A sinking tide lowers all boats, including Google, an analyst says.
In a research note, UBS Internet analyst Benjamin Schachter warned that a deteriorating advertising environment in 2009 would hurt the financial fortunes not only of Yahoo and eBay, whose businesses have struggled, but also bellwether Google.
In the third-quarter earnings preview, Mr. Schachter cut revenue and earnings per share estimates for all three companies. Price targets also fell, with Yahoo going from $28 to $20, eBay, from $28 to $18, and Google, from $700 to $525.
In afternoon trading, shares of eBay added 0.8 percent to $17.96, Yahoo skidded 6.8 percent to $12.57, and Google fell 4.4 percent to $364.20.
While Google “is relatively better positioned than the others,” Mr. Schachter predicted that third-quarter results would come in slightly below consensus forecasts in part because of a deteriorating advertising trend in Western Europe and particularly the United Kingdom.
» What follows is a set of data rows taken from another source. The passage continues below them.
PR #3965, opened 2015-07-01
0.14.x into develop

MCGallaspy:
It is time.


benjaoming:
Agreed, especially the 30,000 removed LOC makes it unbearable to read diffs currently.

MCGallaspy:
It was suggested to me that our version numbers (due to internal use) _need_ to be of the form "N.N.N". This precludes PEP440 compliant version strings like "0.14a3", and of course strings like "0.14.alpha3" are _not_ PEP440 compliant. I think the commit you're commenting on here is outdated! In a later commit (and this is reflected currently on develop) I explained what the intersection of PEP440 and our requirements are:
```py
# Must be PEP 440 compliant: https://www.python.org/dev/peps/pep-0440/
```

benjaoming:
Yeah, just to sum up: Because of the way that A) the central server works (doesn't understand queries involving "0.14a3") and B) that debian packages don't order 0.14a3 ahead of 0.14.alpha2, I stuck to this naming convention in later version changes. We can stop it when we release the final 0.14.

Earlier this month, eBay warned that third-quarter revenue would come in at the low end of its forecast of $2.1 billion to $2.15 billion. The company, meanwhile, said that earnings per share would be above the previously announced range of $0.39 to $0.41.
Mr. Schachter (no relation to the reporter) said eBay is undergoing “an identity crisis” in which it wants to remain true to its auctioneer roots, but also wants to “compete in fixed price listings to spur growth.”
As for Yahoo, the UBS report said softness in advertising and execution concerns creates “downside risk” in the quarter. Likely outcomes, according to the report: Yahoo turns around its business based on strength in display advertising; new management takes over and sells off non-core assets and focuses on display, or Yahoo is acquired, with spurned suitor Microsoft still the most likely merger partner.